Using the records below, output the stretch that opens with the line containing "PR #158, opened 2021-03-22" and closes with the line containing "composite primary key", exactly and including both lines, with nothing more.
***** RECORDS TO PROCESS *****
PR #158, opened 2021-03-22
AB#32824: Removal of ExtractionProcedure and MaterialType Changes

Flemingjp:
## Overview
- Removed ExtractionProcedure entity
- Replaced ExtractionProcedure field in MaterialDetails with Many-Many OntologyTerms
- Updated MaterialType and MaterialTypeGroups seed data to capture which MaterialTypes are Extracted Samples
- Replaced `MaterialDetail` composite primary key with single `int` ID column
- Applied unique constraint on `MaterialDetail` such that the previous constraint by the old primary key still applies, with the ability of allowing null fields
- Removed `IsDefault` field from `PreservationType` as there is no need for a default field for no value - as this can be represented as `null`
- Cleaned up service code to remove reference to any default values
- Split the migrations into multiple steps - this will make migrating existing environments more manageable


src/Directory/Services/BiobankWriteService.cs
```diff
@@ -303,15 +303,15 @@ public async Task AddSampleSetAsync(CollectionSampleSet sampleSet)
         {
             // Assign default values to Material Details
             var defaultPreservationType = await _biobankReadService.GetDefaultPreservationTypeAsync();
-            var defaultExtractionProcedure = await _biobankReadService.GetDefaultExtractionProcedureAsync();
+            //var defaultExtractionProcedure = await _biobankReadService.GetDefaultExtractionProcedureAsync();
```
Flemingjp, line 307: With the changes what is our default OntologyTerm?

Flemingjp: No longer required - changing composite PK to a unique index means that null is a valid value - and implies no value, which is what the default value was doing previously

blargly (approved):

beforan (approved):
*****
***** RECORDS TO PROCESS *****
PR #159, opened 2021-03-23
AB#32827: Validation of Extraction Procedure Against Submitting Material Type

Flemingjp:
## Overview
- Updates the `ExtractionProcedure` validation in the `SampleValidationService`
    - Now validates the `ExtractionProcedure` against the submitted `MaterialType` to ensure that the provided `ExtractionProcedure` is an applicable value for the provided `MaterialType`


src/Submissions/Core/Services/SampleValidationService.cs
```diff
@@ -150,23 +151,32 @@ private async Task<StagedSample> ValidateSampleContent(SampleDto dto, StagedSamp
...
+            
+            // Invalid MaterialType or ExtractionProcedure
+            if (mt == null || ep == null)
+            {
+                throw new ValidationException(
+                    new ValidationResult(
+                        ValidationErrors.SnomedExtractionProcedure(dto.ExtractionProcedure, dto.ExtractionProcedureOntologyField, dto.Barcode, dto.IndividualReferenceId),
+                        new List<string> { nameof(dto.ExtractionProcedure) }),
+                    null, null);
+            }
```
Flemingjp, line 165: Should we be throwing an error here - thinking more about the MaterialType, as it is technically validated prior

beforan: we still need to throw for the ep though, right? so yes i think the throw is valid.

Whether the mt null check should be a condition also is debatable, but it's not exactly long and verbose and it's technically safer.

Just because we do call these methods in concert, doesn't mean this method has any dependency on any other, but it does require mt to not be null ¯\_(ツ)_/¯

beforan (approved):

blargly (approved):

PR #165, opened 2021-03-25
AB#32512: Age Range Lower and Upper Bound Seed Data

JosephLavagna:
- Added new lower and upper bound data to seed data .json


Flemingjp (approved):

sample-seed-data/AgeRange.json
*****
***** RECORDS TO PROCESS *****
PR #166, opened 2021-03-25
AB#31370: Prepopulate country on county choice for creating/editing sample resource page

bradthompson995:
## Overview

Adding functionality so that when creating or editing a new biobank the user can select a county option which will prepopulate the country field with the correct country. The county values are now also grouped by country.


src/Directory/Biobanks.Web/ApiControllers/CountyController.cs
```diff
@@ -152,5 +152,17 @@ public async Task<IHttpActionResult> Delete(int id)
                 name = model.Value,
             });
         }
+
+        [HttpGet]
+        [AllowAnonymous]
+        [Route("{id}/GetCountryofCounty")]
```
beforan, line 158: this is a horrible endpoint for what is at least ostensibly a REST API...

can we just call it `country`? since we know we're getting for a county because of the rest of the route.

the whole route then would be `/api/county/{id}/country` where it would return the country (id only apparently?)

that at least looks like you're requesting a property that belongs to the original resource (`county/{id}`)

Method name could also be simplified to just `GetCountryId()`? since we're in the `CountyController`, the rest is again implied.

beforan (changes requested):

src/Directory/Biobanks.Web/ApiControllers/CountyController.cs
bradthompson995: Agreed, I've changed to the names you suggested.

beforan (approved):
*****
- RESPONSE TO THE EXERCISE -
PR #158, opened 2021-03-22
AB#32824: Removal of ExtractionProcedure and MaterialType Changes

Flemingjp:
## Overview
- Removed ExtractionProcedure entity
- Replaced ExtractionProcedure field in MaterialDetails with Many-Many OntologyTerms
- Updated MaterialType and MaterialTypeGroups seed data to capture which MaterialTypes are Extracted Samples
- Replaced `MaterialDetail` composite primary key with single `int` ID column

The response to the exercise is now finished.